Another fish to fry on another day...
> Daniel
Mike
> > Thanks again,
> >
> > Jon
> >
> > On Tue, Feb 18, 2014 at 03:50:33PM +0700, Fajar A. Nugraha wrote:
> > > On Tue, Feb 18, 2014 at 3:05 PM, Tamas Papp <tompos at martos.bme.hu> wrote:
> > > >
> > > > On 02/18/2014 08:34 AM, Jon Brinkmann wrote:
> > > >> I'm trying to build containers in Scientific Linux, a clone of RHEL.
> > >
> > > >> However, when I attempt to create a container, I get:
> > > >>
> > > >> # lxc-create -t redhat -n system1 -P /systems/
> > > >> lxc_container: No such file or directory - bad template: redhat
> > >
> > > >> There's no sign of a redhat template. How do I proceed? Should I create
> > > >> a template for it from lxc-centos and submit it to lxc-devel?
> > >
> > >
> > > My question would be "what would you need redhat template for"?
> > >
> > >
> > > > There is no official template for redhat.... I guess because there is no
> > > > public redhat repository available.
> > >
> > >
> > > Correct. lxc uses public repositories and some kind of bootstrapping
> > > (yum, debootstrap, etc) to setup the guest container.
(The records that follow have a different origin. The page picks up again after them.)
PR #3346, opened 2026-08-19
fix(audio): rebuild timestamps between apad and atrim so FFmpeg 7+ keeps every mixed clip

### LINKED ISSUE #3344: Audio mix drops and misplaces clips on FFmpeg 7+ (apad,atrim branch template)
## Describe the bug

```
```

the output entirely.

## Steps to reproduce

```bash
#!/usr/bin/env bash
set -uo pipefail
TOTAL=43.3

run(){
  for ((i=0;i<n;i++)); do
  done
  for ((i=0;i<n;i++)); do
  done; echo
}
```

## Expected behavior

## Actual behavior

FFmpeg 4.2.7 — correct.

```
```

```
```

## Suggested fix

```
```

time.

## Environment

```shell
Node.js  v22.22.2 (linux x64)
```

sujeito-operator:
## What

`apad,atrim=0:<total>` — an indefinite pad bounded by a downstream trim — is replaced everywhere with `apad,asetpts=N/SR/TB,atrim=0:<total>`, and the three call sites that rebuilt that chain by hand now share one helper.

Closes #3344.

## Why

I reproduced the issue's script against `ffmpeg 7.0.2-static` on this machine and got the reported numbers back byte for byte:

```
```

## How

**The suggested fix is `apad=whole_dur=<total>`, and I did not take it — twice over.**

1. This repo has already decided against `whole_dur` and pinned the decision in three assertions and an error-classification test: *"Bundled Windows FFmpeg builds reject `apad=whole_dur`"* (`audioPadTrim.test.ts:96`), and `audioMixer.test.ts` carries a case whose stderr fixture is literally `Error applying option 'whole_dur': Option not found`. Swapping it in would fix Linux 7.x by breaking the builds that comment is about.

2. `whole_dur` also drops a bound the current chain provides. `audioMixer.ts` deliberately lets an FX tail run past its clip and relies on the trailing `atrim` to stop it at the composition's end. With the same six branches (one delayed 42 s with a 5 s tail against a 43.3 s composition) and `-t` removed so the graph speaks for itself:

   | branch template | output duration |
   | --- | --- |
   | `apad,atrim=0:43.3` (current) | 43.300000 |
   | `apad=whole_dur=43.3` | **46.999977** |
   | `apad,asetpts=N/SR/TB,atrim=0:43.3` | 43.300000 |

   Today `-t totalDuration` hides that at both mix call sites. It is still a bound quietly moving from the filter graph to the muxer.

**What actually goes wrong is narrower than "`apad` + `atrim`".** Any `atrim` reading `apad`'s output timestamps directly is affected — I tried `atrim=end=`, reordering, and `asetpts` after the trim, and all three still drop clip 4. Rebuilding the timestamps from the running sample count *between* the two is what fixes it, and the result is then identical to `whole_dur` at every clip count I measured (2, 3, 4, 5, 6) while keeping both the `atrim` bound and the Windows builds:

```
n=5 CURRENT       t0: -29.413305 c0: -29.081774 c1: -28.166525 c2: -23.356880 c3: -27.338586 c4:       -inf
n=5 whole_dur     t0:       -inf c0: -31.019831 c1: -30.103960 c2: -24.084179 c3: -29.276778 c4: -28.521531
n=5 asetpts FIX   t0:       -inf c0: -31.019831 c1: -30.103960 c2: -24.084179 c3: -29.276778 c4: -28.521531
```

**One place, not three.** `buildPadToDurationFilter` lives in `packages/engine/src/services/audioPadFilter.ts` and is exported from `@hyperframes/engine`; `audioMixer.ts`, `audioExtractor.ts` and `audioPadTrim.ts` all call it. It takes an already-formatted seconds string on purpose — the three sites format numbers differently (`Number(v.toFixed(6)).toString()`, raw `String()`, fixed-6) and the helper must not silently change any of them.

**One thing the issue lists that I could not reproduce as broken:** `audioPadTrim.ts:145` is a single-input `-af` pad with no `adelay`, and on 7.0.2 the old and new chains produce identical output (both 43.300000 s, same RMS at every probe point). It is changed anyway, because it is the same fragile template and the point of the helper is that the next divergence cannot happen. Worth knowing when weighing the risk of that hunk.

## Test plan

**New — `audioPadFilter.test.ts` (4 tests).** Pins the chain and its *order*, since order is the behaviour here, and keeps the `whole_dur` prohibition asserted.

**New — `audioMixer.padTimestamps.integration.test.ts`.** The regression test the issue asks for: five clips at staggered offsets through the real `processCompositionAudio` and real FFmpeg, asserting `t=0` is silent and every clip is audible at its own offset. It follows this repo's `describe.skipIf(!hasFfmpeg)` convention, so it is a no-op where FFmpeg is absent.

I checked it fails without the fix rather than assuming it: reverting only the helper's return value to `apad,atrim=0:${seconds}` gives

```
AssertionError: expected -24.898801 to be less than -60
  at audioMixer.padTimestamps.integration.test.ts:130
```

Three or fewer clips passes on a broken build, which is why it mixes five.

**Existing assertions updated** in `audioMixer.test.ts` (3) and `audioPadTrim.test.ts` (2). The two `not.toContain("whole_dur")` assertions are untouched and still pass — that is the point.

**Suites** (`bun`, node v24.8.0, ffmpeg 7.0.2-static on PATH). I ran each one on a stashed pristine tree first and diffed the failure *set*:

| | before | after |
| --- | --- | --- |
| `@hyperframes/engine` | 5 failed, 1590 passed | 5 failed, **1595** passed |
| `@hyperframes/producer` | 1 failed, 594 passed | 1 failed, 594 passed |

The failure sets are identical, and all six are environmental on this box rather than from this change — four in `ffprobe.test.ts` on the checked-in HDR PNG fixture (`PNG input is structurally incomplete`, from a shallow clone without LFS) and two on the `unindexed negative-base MPEG-TS` fixture. `bunx oxlint` and `bunx oxfmt --check` are clean on all nine files; `typecheck` exits 0 for both packages.

**Not run:** the producer integration lane and any browser/render end-to-end. `audioExtractor.ts`'s `mixTracks` has no test of its own before or after this change, so that hunk rests on being the same template as the mixer's rather than on a test.

**Disclosure:** written with AI assistance. CONTRIBUTING says there is no need to disclose, but I would rather you know. Every measurement above was run rather than predicted, and I can explain any part of it.

### DIFF
--- a/packages/engine/src/index.ts
+++ b/packages/engine/src/index.ts
@@ -218,6 +218,7 @@ export {
   parseAudioElements,
   processCompositionAudio,
 } from "./services/audioMixer.js";
+export { buildPadToDurationFilter } from "./services/audioPadFilter.js";
 export { cloneCaptureWarning, cloneCaptureWarnings } from "./services/captureWarning.js";
 export type {
   AudioElement,
--- a/packages/engine/src/services/audioMixer.padTimestamps.integration.test.ts
+++ b/packages/engine/src/services/audioMixer.padTimestamps.integration.test.ts
@@ -74,7 +74,11 @@ function rmsDb(path: string, atSeconds: number): number {
   const match = /RMS level dB:\s*(\S+)/.exec(overall);
   if (!match) throw new Error(`astats reported no RMS level for ${path} at ${atSeconds}s`);
   const raw = match[1]!;
-  return raw.endsWith("inf") ? (raw.startsWith("-") ? -Infinity : Infinity) : Number.parseFloat(raw);
+  return raw.endsWith("inf")
+    ? raw.startsWith("-")
+      ? -Infinity
+      : Infinity
+    : Number.parseFloat(raw);
 }
 
 describe.skipIf(!hasFfmpeg)("mixed audio branch padding", () => {
--- a/packages/engine/src/services/audioMixer.padTimestamps.integration.test.ts
+++ b/packages/engine/src/services/audioMixer.padTimestamps.integration.test.ts
@@ -1,0 +1,139 @@
+import { execFileSync, spawnSync } from "node:child_process";
+import { mkdtempSync, rmSync } from "node:fs";
+import { tmpdir } from "node:os";
+import { join } from "node:path";
+import { afterEach, describe, expect, it } from "vitest";
+import { processCompositionAudio } from "./audioMixer.js";
+import type { AudioElement } from "./audioMixer.types.js";
+
+/**
+ * Real-FFmpeg regression test for the pad/trim branch template.
+ *
+ * `apad,atrim=0:<total>` — an indefinite pad bounded by a downstream trim —
+ * behaves on FFmpeg 4.2.7 and misbehaves on 7.0.2 and newer: audio leaks to
+ * `t=0` from three mixed branches onward, and from four branches onward the
+ * branch with the largest `adelay` disappears from the mix. Nothing errors;
+ * the render succeeds with wrong audio, which is why only an output
+ * measurement catches it.
+ *
+ * Three or fewer clips is not enough — the dropped-branch half of the bug does
+ * not appear until four. This mixes five.
+ */
+
+const dirs: string[] = [];
+afterEach(() => dirs.splice(0).forEach((dir) => rmSync(dir, { recursive: true, force: true })));
+
+const hasFfmpeg = (() => {
+  try {
+    execFileSync("ffmpeg", ["-version"], { stdio: "ignore" });
+    execFileSync("ffprobe", ["-version"], { stdio: "ignore" });
+    return true;
+  } catch {
+    return false;
+  }
+})();
+
+const TOTAL_SECONDS = 43.3;
+
+/** start (s), source duration (s), tone frequency (Hz) */
+const CLIPS = [
+  { start: 0.3, duration: 7.01, frequency: 400 },
+  { start: 19.6, duration: 0.4, frequency: 1000 },
+  { start: 20.6, duration: 0.4, frequency: 1200 },
+  { start: 30.0, duration: 0.4, frequency: 1500 },
+  { start: 40.0, duration: 0.4, frequency: 1800 },
+] as const;
+
+/**
+ * Mean RMS in dB over a 250ms window starting at `atSeconds`. Digital silence
+ * reports `-inf`, which is the signal for "this branch is not in the mix".
+ */
+function rmsDb(path: string, atSeconds: number): number {
+  const probe = spawnSync(
+    "ffmpeg",
+    [
+      "-hide_banner",
+      "-v",
+      "info",
+      "-ss",
+      atSeconds.toFixed(3),
+      "-t",
+      "0.25",
+      "-i",
+      path,
+      "-af",
+      "astats=metadata=1",
+      "-f",
+      "null",
+      "-",
+    ],
+    { encoding: "utf8" },
+  );
+  const stderr = probe.stderr ?? "";
+  const overall = stderr.slice(stderr.lastIndexOf("Overall"));
+  const match = /RMS level dB:\s*(\S+)/.exec(overall);
+  if (!match) throw new Error(`astats reported no RMS level for ${path} at ${atSeconds}s`);
+  const raw = match[1]!;
+  return raw.endsWith("inf") ? (raw.startsWith("-") ? -Infinity : Infinity) : Number.parseFloat(raw);
+}
+
+describe.skipIf(!hasFfmpeg)("mixed audio branch padding", () => {
+  it("keeps t=0 silent and lands all five staggered clips at their offsets", async () => {
+    const baseDir = mkdtempSync(join(tmpdir(), "hf-padts-base-"));
+    const workDir = mkdtempSync(join(tmpdir(), "hf-padts-work-"));
+    dirs.push(baseDir, workDir);
+
+    const elements: AudioElement[] = CLIPS.map((clip, i) => {
+      const src = `clip-${i}.wav`;
+      execFileSync("ffmpeg", [
+        "-hide_banner",
+        "-loglevel",
+        "error",
+        "-f",
+        "lavfi",
+        "-i",
+        `sine=frequency=${clip.frequency}:duration=${clip.duration}`,
+        "-ar",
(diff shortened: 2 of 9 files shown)


miguel-heygen (approved):
Approving. I reproduced the bug and the fix independently on Linux x86_64 rather than taking the PR body's numbers, and the claims hold. Two notes below, neither blocking.

## What I verified

Ran the issue's graph across five FFmpeg builds, comparing the old chain, `apad=whole_dur`, and this PR's chain, at 3/4/5/6 mixed branches:

| FFmpeg | `apad,atrim` | `apad=whole_dur` | `apad,asetpts=N/SR/TB,atrim` |
| --- | --- | --- | --- |
| 4.2.7 (Ubuntu) | correct | correct | correct, identical output |
| 6.0.1 static | correct | correct | correct, identical output |
| 7.0.2 static | **broken** | correct | **correct** |
| N-124665 (git master, 2026-05) | correct | correct | correct |
| 8.1.1 | correct | correct | correct |

On 7.0.2 the old chain reproduces byte for byte what the issue reports: `t=0` leaks at n>=3, and the largest-`adelay` branch drops at n>=4. Confirmed the drop also hits n=6, where it takes out `c5` rather than `c4`, so it is the last-delayed branch and not a fixed index.

The `whole_dur` rejection holds up too. With `-t` removed so the graph speaks for itself, a branch delayed 42s with a 5s source against a 43.3s target:

```
apad,atrim=0:43.3                 -> 43.300000
apad=whole_dur=43.3               -> 46.999977
apad,asetpts=N/SR/TB,atrim=0:43.3 -> 43.300000
```

Same on every version above. The bound is real, not theoretical.

I also ran the new integration test itself against 7.0.2, and reverted only the helper's return value to confirm it is not vacuous:

```
with fix:    1 passed
without fix: AssertionError: expected -24.898801 to be less than -60
```

Engine suite: 1606 passed, 3 skipped, exit 0. Producer unit lane: exit 0. `oxlint` and `oxfmt --check` clean on all nine files.

I tried to break the change and could not. `asetpts=N/SR/TB` discarding an incoming PTS is safe here because every branch input is a freshly written PCM WAV starting at 0, `mediaStart` is materialised by `-ss` before `-i` rather than as a PTS offset, and `adelay` inserts real samples. The FX-tail cut lands in the same place. The single-input `-af` path in `audioPadTrim.ts` is unchanged in output on every version I tested, which matches what the PR already discloses about that hunk.

## 1. The regression test does not run in CI, and would not catch the bug if it did

`describe.skipIf(!hasFfmpeg)` is the right convention, but the engine lane has no FFmpeg. The `Test` job runs `bun run --filter '!@hyperframes/producer' test` without an apt install, and only `producer-source-tests` with `lane == integration` installs one. The proof is already in the logs: the sibling gated test shows up on `main` as

```
↓ src/services/audioMixer.level.test.ts (2 tests | 2 skipped)
```

The new test uses the same gate, so it will skip identically.

Adding `apt-get install ffmpeg` to that job would not fix it either. Ubuntu 24.04 ships the 6.x line, and I measured 6.0.1 as unaffected: with the fix reverted, the new test still passes there. Catching this specific regression needs a pinned 7.x, so the honest options are a pinned 7.x binary in one lane, or accepting that this test is documentation of the repro and saying so in the file.

Worth noting for whoever picks that up: `ffmpeg-static` is only a dependency of `packages/aws-lambda`, and `findFfBinary` falls through to `PATH`, so the users actually exposed to this are the ones whose system FFmpeg is 7.x. That is a real population, and it is the reason to take the fix regardless of the CI gap.

## 2. Two small comment inaccuracies

`audioPadFilter.ts:19` says the bug is present "On FFmpeg 7 and newer". I measured git master from 2026-05 and 8.1.1 as unaffected, so the window looks like 7.x specifically. Since the whole file is a record of why this chain has three filters, being precise about the window matters for whoever revisits it.

`audioPadFilter.ts:5-7` says "Three call sites build this chain". `audioExtractor.ts` carries `// fallow-ignore-file unused-file` and has no importers, so two are live. The change to it is still right, but the comment counts a dead file as a consumer.

Minor, take it or leave it: the skip gate probes bare `ffmpeg` from `PATH` while `processCompositionAudio` resolves through `getFfmpegBinary()`, which honours `HYPERFRAMES_FFMPEG_PATH`. `audioMixer.level.test.ts` and `audioFxRender.test.ts` both use `getFfmpegBinary()`. With the override set, the gate and the code under test measure different binaries, which is exactly the FFmpeg-7-vs-6 setup this test exists for. I hit this while testing and had to set both.

And `buildPadTrimAudioPlan` now has `asetpts=N/SR/TB` in the pad branch and `asetpts=PTS-STARTPTS` in the trim branch a few lines apart, with nothing saying why they differ. One clause would save the next reader the trip.

Nice work on the write-up. Measuring the `whole_dur` duration difference instead of asserting it, and calling out that the `audioPadTrim.ts` hunk has no reproducible defect behind it, is what made this quick to check.

miga-heygen (changes requested):
**Changes Requested**

The fix itself is correct — `asetpts=N/SR/TB` between `apad` and `atrim` is the right approach, and the reasoning against `whole_dur` (Windows builds + FX tail bound) holds up. Two gaps:

### 1. `audioExtractor.ts:mixTracks` has zero test coverage

The PR author flags this: "that hunk rests on being the same template as the mixer's rather than on a test." That's exactly the class of bug this PR exists to fix — three sites sharing a pattern that silently diverged. Now they share a helper, but one of the three has no test verifying it calls the helper correctly. A unit test asserting `mixTracks`' filter string contains `apad,asetpts=N/SR/TB,atrim=` would close the loop.

### 2. No test for the FX-tail bound claim

The PR description shows `whole_dur` producing 46.999977s vs `atrim`'s 43.300000s on a branch with a tail overrun — that's the stated reason for keeping `atrim` over `whole_dur`. But neither the new integration test nor the unit tests verify that the `atrim` bound actually stops an FX tail. An integration case (one clip with a tail extending past `totalDuration`, assert output duration ≤ `totalDuration`) would pin the claim.

_Review by Miga_

miguel-heygen:
@sujeito-operator address the reviews and also sign the commits pls to merge it or I'll take over tomorrow attributing the fix to you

Redhat does not
> > > provide access to such container.
> > >
> > > Submitting a scientific linux (SL) template would be a good idea, if
> > > you use it often and have something speicifc that only SL can provide.
> > > There's already oracle linux and centos template, If you just need a
> > > working redhat-clone.
> > >
> > > An alternative is to clone a working RHEL installation, and customize
> > > it for lxc (using the content of lxc-centos template script as
> > > example)
> > >
> > > --
> > > Fajar
> > _______________________________________________
> > lxc-users mailing list
> > lxc-users at lists.linuxcontainers.org
> > http://lists.linuxcontainers.org/listinfo/lxc-users
>
--
Michael H. Warfield (AI4NB) | (770) 978-7061 | mhw at WittsEnd.com
/\/\|=mhw=|\/\/ | (678) 463-0932 | http://www.wittsend.com/mhw/
NIC whois: MHW9 | An optimist believes we live in the best of all
PGP Key: 0x674627FF | possible worlds. A pessimist is sure of it!